Many patients with epilepsy taking a common drug to control seizures can reduce side effects by switching from three or four short-acting doses to two extended-release doses per day, according to researchers at Johns Hopkins. The drug, carbamazepine, is a first-line drug used to control partial seizures, which originate in one part of the brain and then spread to other areas. "While the treatment is effective at reducing seizures, some patients, particulary at high doses, experience adverse side effects such as drowsiness, dizziness, double-vision and unsteady walking," says Gregory Krauss, M.D., assistant professor of neurology at Hopkins and co-author of the study. "We found that switching to longer-acting doses is not only more convenient for the patient, but actually reduces side effects."

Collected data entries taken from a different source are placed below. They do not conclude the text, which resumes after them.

PR #344, opened 2019-09-21
Add PipeReader/PipeWriter support for RPC method parameters

AArnott:


src/StreamJsonRpc/Reflection/MessageFormatterDuplexPipeTracker.cs
```diff
@@ -164,6 +188,44 @@ public IDuplexPipe GetPipe(int? token)
...
+        /// Creates a <see cref="PipeReader"/> from a given token as it is received at the RPC server as a method argument.
+        /// </summary>
+        /// <param name="token">The method argument, which was originally obtained by the client using the <see cref="GetToken(IDuplexPipe)"/> method.</param>
+        /// <returns>The <see cref="PipeReader"/> from the token; or <c>null</c> if <paramref name="token"/> was <c>null</c>.</returns>
+        /// <exception cref="InvalidOperationException">Thrown if the token does not match up with an out of band channel offered by the client.</exception>
+        /// <exception cref="NotSupportedException">Thrown if no <see cref="MultiplexingStream"/> was provided to the constructor.</exception>
+        public PipeReader GetPipeReader(int? token)
+        {
+            IDuplexPipe duplexPipe = this.GetPipe(token);
+            if (duplexPipe != null)
```
ikeras: For both of these methods, my assumption is that if duplexPipe is != null, then both the input and the output must also be non-null (at least after you complete the output or input). Is that right?

AArnott: An interesting question. I haven't been able to find docs to confirm whether `IDuplexPipe`'s two properties are meant to never be null. So in general it would probably be good defensive programming to defend against null before I `Complete()` either of these. But I suspect that these properties should never be null, and as I know these came from `MultiplexingStream` which never lets them be null, it's OK in this case.

Issue #288, opened 2019-06-04
Support for flexible named arg matching


AArnott:
The LSP spec always uses named arguments. It assumes that adding arguments is a non-breaking change. For StreamJsonRpc though, a client adding or removing a named argument *is* a breaking change for a server because our method overload selector works by matching every single named argument to every single method parameter. 

Today, StreamJsonRpc users that implement LSP servers do so by accepting a single `JToken` parameter. It may offer a preferable experience if server methods could actually use the named parameters in the method signature, without becoming brittle to LSP spec changes. 

The proposal here is to add an *option* to `JsonRpc` that allows it to "fuzzy match" target methods based on named arguments. When no named argument specifies a value for a method parameter, the default value for that parameter type is provided. When no parameter on the target method matches the name of a named argument, that argument is ignored.

AArnott:
The good part of this proposal (compared to #289) is that it remains largely true to the JSON-RPC spec with regard to its intended treatment of named arguments. The possible negative is that server methods have to change their signature (and the author must refer to the spec to see what parameters it might accept) in order to receive additional data, so it's less discoverable than a single strongly-typed object as described in #289.

dbaeumer:
I would actually go with this proposal since it matches the original idea of having named arguments. However we could never unfold them correctly in JS/TS (no reflection) but it would be the right thing to do.

>  When no named argument specifies a value for a method parameter, the default value for that parameter type is provided.

Could these be nullable types in C# and `null` be passed in the absence instead of the default value?

AArnott:
Yes, the default value for nullable types is `null`. So if a server method took an `int` parameter it would get `0` in the absence of an argument from the client. If that server method took `int?` instead, it would get `null` in the same circumstance, and could thus discern between a `0` and no value from the client.

dbaeumer:
Wasn't aware of this.

PR #347, opened 2019-10-17
Support for deserializing params *object* as single first parameter

### LINKED ISSUE #289: Support for deserializing params *object* as single first parameter
To improve LSP servers' interop with LSP clients when implemented with StreamJsonRpc, consider an option on `JsonRpc` that allows server methods to receive all named arguments via one deserialized type specified as the server method's first/only parameter. 

This could replace the one `JToken` parameter from LSP server methods with the anticipated type per the LSP spec that is already provided by an LSP protocol library. So instead of a server method boilerplate looking like this:

```cs
public async Task TextDocumentCompletion(JToken token, CancellationToken token) {
   var request = token.ToObject<CompletionParams>();
}
```

It could look like this:

```cs
public async Task TextDocumentCompletion(CompletionParams request, CancellationToken token) {
}
```

milopezc:
Closes #289

### DIFF
--- a/src/StreamJsonRpc.Tests/JsonRpcTests.cs
+++ b/src/StreamJsonRpc.Tests/JsonRpcTests.cs
@@ -986,7 +986,7 @@ public abstract class JsonRpcTests : TestBase
         Assert.Equal(2, sum);
     }
 
-    [SkippableFact]
+    [Fact]
     public async Task InvokeWithSingleNonObjectParameter()
     {
         int sum = await this.clientRpc.InvokeWithParameterObjectAsync<int>(nameof(Server.MethodWithOneNonObjectParameter), new { x = 2 }, this.TimeoutToken);
@@ -1816,17 +1816,6 @@ public abstract class JsonRpcTests : TestBase
         public static int MethodWithInvalidProgressParameter(Progress<int> p)
         {
             return 1;
-        }
-
-        public static int MethodWithOnlyOneFuzzyParameter(int fuzzyX)
-        {
-            return fuzzyX * 2;
-        }
-
-        public static int MethodWithTwoFuzzyParameters(int fuzzyX, int fuzzyY)
-        {
-            int sum = fuzzyX + fuzzyY;
-            return sum;
         }
 
         public int? MethodReturnsNullableInt(int a) => a > 0 ? (int?)a : null;
--- a/src/StreamJsonRpc.Tests/JsonRpcTests.cs
+++ b/src/StreamJsonRpc.Tests/JsonRpcTests.cs
@@ -2199,7 +2199,6 @@ public abstract class JsonRpcTests : TestBase
             set;
         }
 
-
         [DataMember]
         public IProgress<int> P
         {
--- a/src/StreamJsonRpc.Tests/JsonRpcTests.cs
+++ b/src/StreamJsonRpc.Tests/JsonRpcTests.cs
@@ -942,72 +942,43 @@ public abstract class JsonRpcTests : TestBase
     }
 
     [SkippableFact]
-    public async Task InvokeWithSingleObjectParameter_SendingWithProgressFieldButServerDoesNotExpectIt()
+    public async Task InvokeWithSingleObjectParameter_SendingExpectedObject()
     {
         Skip.If(this.clientMessageFormatter is MessagePackFormatter, "Single object deserialization is not supported for MessagePack");
 
-        int sum = await this.clientRpc.InvokeWithParameterObjectAsync<int>(nameof(Server.MethodWithObjectWithFieldsParameter), new XAndYFieldsWithProgress { x = 2, y = 5, p = new Progress<int>() }, this.TimeoutToken);
+        int sum = await this.clientRpc.InvokeWithParameterObjectAsync<int>("test/MethodWithSingleObjectParameter", new XAndYFields { x = 2, y = 5 }, this.TimeoutToken);
         Assert.Equal(7, sum);
-    }
-
-    [SkippableFact]
-    public async Task InvokeWithSingleObjectParameter_SendingWithProgressFieldButServerDoesNotExpectItAndDefaultParam()
-    {
-        Skip.If(this.clientMessageFormatter is MessagePackFormatter, "Single object deserialization is not supported for MessagePack");
-
-        int sum = await this.clientRpc.InvokeWithParameterObjectAsync<int>(nameof(Server.MethodWithObjectWithFieldsParameter), new XAndYFieldsWithProgress { x = 2, p = new Progress<int>() }, this.TimeoutToken);
-        Assert.Equal(2, sum);
-    }
-
-    [SkippableFact]
-    public async Task InvokeWithSingleObjectParameter_SendingWithProgressPropertyButServerDoesNotExpectIt()
-    {
-        Skip.If(this.clientMessageFormatter is MessagePackFormatter, "Single object deserialization is not supported for MessagePack");
-
-        int sum = await this.clientRpc.InvokeWithParameterObjectAsync<int>(nameof(Server.MethodWithObjectWithPropertiesParameter), new XAndYPropertiesWithProgress { X = 2, Y = 5,  P = new Progress<int>() }, this.TimeoutToken);
-        Assert.Equal(7, sum);
-    }
-
-    [SkippableFact]
-    public async Task InvokeWithSingleObjectParameter_SendingWithProgressPropertyButServerDoesNotExpectItAndDefaultParam()
-    {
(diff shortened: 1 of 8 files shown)


src/StreamJsonRpc.Tests/JsonRpcTests.cs
```diff
@@ -1657,6 +1765,27 @@ public static int MethodWithDefaultParameter(int x, int y = 10)
...
+        public static int MethodWithObjectWithPropertiesParameter(XAndYProperties props)
+        {
+            return props.X + props.Y;
+        }
+
+        public static int MethodWithObjectWithProgressParameter(XAndYPropertiesWithProgress props)
+        {
+            props.P.Report(props.X + props.Y);
+            return props.X + props.Y;
+        }
```
AArnott: Where are the tests for methods that take these single parameters plus the (specially treated) `CancellationToken` parameter?

src/StreamJsonRpc/JsonMessageFormatter.cs
```diff
@@ -583,17 +583,55 @@ internal JsonRpcRequest(JsonMessageFormatter formatter)
...
+                        }
+
+                        typedArguments[0] = obj;
+                        return ArgumentMatchResult.Success;
                     }
 
-                    typedArguments[0] = obj;
-                    return ArgumentMatchResult.Success;
+                    // Check if it is constructable with default constructor
+                    if (parameters[0].ParameterType.GetConstructor(Type.EmptyTypes) != null && !parameters[0].ParameterType.IsAbstract)
```
AArnott: I think this is a breaking change, since any method with just one parameter whose type as a default constructor would not be interpreted differently yet it was a valid scenario before this change. It also deviates from the JSON-RPC spec. Given those, I feel like this should be an explicit opt-in. Our `JsonRpcMethodAttribute` might be the best way to do this. Suppose we add a property to that attribute to indicate that we want the method's one parameter to receive the deserialized result of the entire parameter object? 
The server might also return an error to the client if it doesn't use parameter object syntax in this case, since an array of values can't be reliably matched to named members on the CLR object.

src/StreamJsonRpc/JsonMessageFormatter.cs
```diff
@@ -583,17 +583,55 @@ internal JsonRpcRequest(JsonMessageFormatter formatter)
...
+                                {
+                                    fieldInfo.SetValue(obj, value.ToObject(fieldInfo.FieldType, this.formatter.JsonSerializer));
+                                    match = true;
+                                }
+                            }
+                        }
+
+                        typedArguments[0] = obj;
+
+                        // If one of the arguments matched the parameters we return ArgumentMatchResult.Success
```
AArnott: This criteria of allowing just one parameter/property name match sounds like you're mixing in #288 with #289. So if nothing else I think your PR description should call out that it closes #288 as well. But IMO this should be its own opt-in. Perhaps another `JsonRpcMethodAttribute` property that you add to `AllowFuzzyMatching`.

src/StreamJsonRpc/JsonMessageFormatter.cs
```diff
@@ -583,17 +583,55 @@ internal JsonRpcRequest(JsonMessageFormatter formatter)
...
+                    {
+                        // If the method is expecting only one parameter we should try to create the expected object with the given arguments
+                        var obj = Activator.CreateInstance(parameters[0].ParameterType);
+                        bool match = false;
+
+                        // Loop value-key pairs from arguments
+                        foreach (KeyValuePair<string, object> property in this.NamedArguments)
+                        {
+                            // If argument name matches property name, assign the value to that property
+                            PropertyInfo propertyInfo = parameters[0].ParameterType.GetProperty(property.Key);
```
AArnott: I believe for both `GetProperty` and `GetField` you should constrain the discovery using `BindingFlags` to `Public | Instance` members.

src/StreamJsonRpc/JsonMessageFormatter.cs
milopezc: I see, so for #289 should it be something similar to what we do for JToken, only difference would be that we deserialize it to the specific type before assigning to typedArguments[0] right? Something like:
`typedArguments[0] = obj.ToObject(parameters[0].ParameterType);`

---
In reply to: [336723042](https://github.com/microsoft/vs-streamjsonrpc/pull/347#discussion_r336723042) [](ancestors = 336723042)

AArnott: Ya, that sounds about right.
One trick may be though is determining when to allow this. We don't currently tunnel properties on `JsonRpcMethodAttribute` to the formatter, which may be required if you go with the way I was proposing.

milopezc: I refactored the logic on the latest update

src/StreamJsonRpc/JsonMessageFormatter.cs
milopezc: I added a property on `JsonMethodAttribute` to indicate whether the method supports this or not.

src/StreamJsonRpc.Tests/JsonRpcTests.cs
milopezc: Test added in latest update.

src/StreamJsonRpc/PublicAPI.Shipped.txt
```diff
@@ -41,7 +41,7 @@ StreamJsonRpc.JsonRpc.InvokeAsync<TResult>(string targetName, object argument) -
 StreamJsonRpc.JsonRpc.InvokeWithParameterObjectAsync<TResult>(string targetName, object argument = null, System.Threading.CancellationToken cancellationToken = default(System.Threading.CancellationToken)) -> System.Threading.Tasks.Task<TResult>
 StreamJsonRpc.JsonRpc.NotifyWithParameterObjectAsync(string targetName, object argument = null) -> System.Threading.Tasks.Task
 StreamJsonRpc.JsonRpcMethodAttribute
-StreamJsonRpc.JsonRpcMethodAttribute.JsonRpcMethodAttribute(string name) -> void
+StreamJsonRpc.JsonRpcMethodAttribute.JsonRpcMethodAttribute(string name, bool useSingleObjectParameterDeserialization = false) -> void
```
AArnott: This is a breaking API change. Instead of changing the existing method, add an overload that takes both parameters.

AArnott: I pushed a commit to take care of it. But any time you make a change that impacts PublicAPI.Shipped.txt you should carefully consider the breaking API impact.

src/StreamJsonRpc/JsonRpc.cs
```diff
@@ -54,14 +54,14 @@ public class JsonRpc : IDisposableObservable
         /// A map of outbound calls awaiting responses.
         /// Lock the <see cref="dispatcherMapLock"/> object for all access to this member.
         /// </summary>
-        private readonly Dictionary<RequestId, OutstandingCallData> resultDispatcherMap = new Dictionary<RequestId, OutstandingCallData>();
+        private readonly Dictionary<long, OutstandingCallData> resultDispatcherMap = new Dictionary<long, OutstandingCallData>();
 
         /// <summary>
```
AArnott: Being internal means this magic trick isn't reproducible by other (external) formatters. I like that it's your default, but I'd like to explore whether we can make the functionality available publicly. 
Your method as it stands is very focused on your feature. If however we change it to simply return the `JsonRpcMethodAttribute` for *any* RPC method, then it will likely be useful not just for this but other future features, which makes me feel better about making it public.
I'm going to play around with this idea and may push a commit to your PR to see what you think, if that's OK with you.

src/StreamJsonRpc/JsonRpc.cs
```diff
@@ -1042,6 +1042,32 @@ public void Dispose()
             GC.SuppressFinalize(this);
         }
 
+        /// <summary>
+        /// Tries to obtain the <see cref="MethodSignatureAndTarget"/> info of a method.
+        /// </summary>
+        internal bool MethodSupportsSingleParameterObjectDeserialization(string methodName, Type parameterType)
```
AArnott: Being internal means this magic trick isn't reproducible by other (external) formatters. I like that it's your default, but I'd like to explore whether we can make the functionality available publicly. 
Your method as it stands is very focused on your feature. If however we change it to simply return the `JsonRpcMethodAttribute` for *any* RPC method, then it will likely be useful not just for this but other future features, which makes me feel better about making it public.
I'm going to play around with this idea and may push a commit to your PR to see what you think, if that's OK with you.

AArnott:
@milopezc Now that I've pushed a few commits to this PR, can you review as well? If you approve too, we'll complete this.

Krauss and colleagues studied 63 patients who were treated for partial-onset epilepsy at the Johns Hopkins adult epilepsy clinic and found that nearly 50 percent of patients taking immediate-release carbamazepine had side effects. Only 20 percent of patients had side effects after switching to the extended-release version of the drug, despite high doses. The findings are to be presented at the 2002 American Epilepsy Society annual conference in Seattle.
Conversion from immediate- to extended-release carbamazepine markedly reduces CNS-related side effects in patients with partial-onset epilepsy. Akemi Miller, Jill Minger, Gregory Bergey, M.D., Gregory Krauss, M.D. Department of Neurology, Johns Hopkins University School of Medicine.